**TASK DETAILS:** Find the string "have" in the listing and report every line that has it.

[Start of Attachment]

PR #3451, opened 2022-12-15
Fix #3446

### LINKED ISSUE #3446: Infer_schema! generates joinable for composite Foreign Key
## Setup
The following repository was used to setup and reproduce the problem: https://github.com/lochetti/diesel_joinable_composite_fk

The problem is reproduced just by running the migration with the print_schema enabled.

### Versions

- **Rust**: 1.65
- **Diesel**: 2.0.2
- **Database**: Postgresql
- **Operating System**: Fedora 37

### Feature Flags

- **diesel:**["32-column-tables", "chrono", "numeric", "postgres", "r2d2", "without-deprecated"]

## Problem Description
According to [the documentation](https://docs.diesel.rs/diesel/macro.joinable.html)  we didn't expect to have a joinable being created between the second and third tables, since the only relationship between them is the composite foreign key.

A more dangerous implication of this problem is that it seems that diesel chooses the first column to be the joinable which could lead to wrong joining strategies. This can be verified by changing the order of the columns in the definition of the foreign key, in the migration file, which generates a different join strategy.

I'm trying to be sure that the infer_schema only creates joinables that are correct, and in that case the joinable created could not be correct.

I expect to don't have a joinable between those tables, according to the documentation provided.

See the schema.rs file in the [setup repository](https://github.com/lochetti/diesel_joinable_composite_fk/blob/main/src/schema.rs).

No.

### Steps to reproduce
1. clone the repository
2. configure a postgres database_url in the .env file
3. Run `diesel setup` .
4. See the outputed schema.rs file

## Checklist

- [X] I have already looked over the [issue tracker](https://github.com/diesel-rs/diesel/issues)  and the [disussion forum](https://github.com/diesel-rs/diesel/discussions)  for similar possible closed issues. 

weiznich:
This commit fixes an issue where diesel print-schema incorrectly emitted a `joinable!` call for compound foreign keys by filtering out such foreign key constraints more explicitly.

### DIFF
--- a/diesel_cli/tests/print_schema.rs
+++ b/diesel_cli/tests/print_schema.rs
@@ -270,6 +270,17 @@ fn print_schema_reserved_names() {
     test_print_schema("print_schema_reserved_name_mitigation_issue_3404", vec![])
 }
 
+#[test]
+#[cfg(feature = "postgres")]
+fn print_schema_regression_3446_ignore_compound_foreign_keys() {
+    test_print_schema("print_schema_regression_3446_compound_keys", vec![])
+}
+
+#[test]
+fn print_schema_several_keys_with_compound_key() {
+    test_print_schema("print_schema_several_keys_with_compound_key", vec![])
+}
+
 #[cfg(feature = "sqlite")]
 const BACKEND: &str = "sqlite";
 #[cfg(feature = "postgres")]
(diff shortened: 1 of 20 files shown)


diesel_cli/tests/print_schema.rs
```diff
@@ -270,6 +270,12 @@ fn print_schema_reserved_names() {
     test_print_schema("print_schema_reserved_name_mitigation_issue_3404", vec![])
 }
 
+#[test]
+#[cfg(feature = "postgres")]
+fn print_schema_regression_test_for_3446() {
```
JeremyLARDENOIS, line 275: Is it common to name a function by his issue? Shouldn't be better to name it something like `test_print_schema_with_empty_vec()` or something like this ?

weiznich: It's a good suggestion to include also what's tested in the name. Will change that :+1:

[End of Attachment]

**RESPONSE TO THIS TASK:**
According to [the documentation](https://docs.diesel.rs/diesel/macro.joinable.html)  we didn't expect to have a joinable being created between the second and third tables, since the only relationship between them is the composite foreign key.
I expect to don't have a joinable between those tables, according to the documentation provided.
- [X] I have already looked over the [issue tracker](https://github.com/diesel-rs/diesel/issues)  and the [disussion forum](https://github.com/diesel-rs/diesel/discussions)  for similar possible closed issues. 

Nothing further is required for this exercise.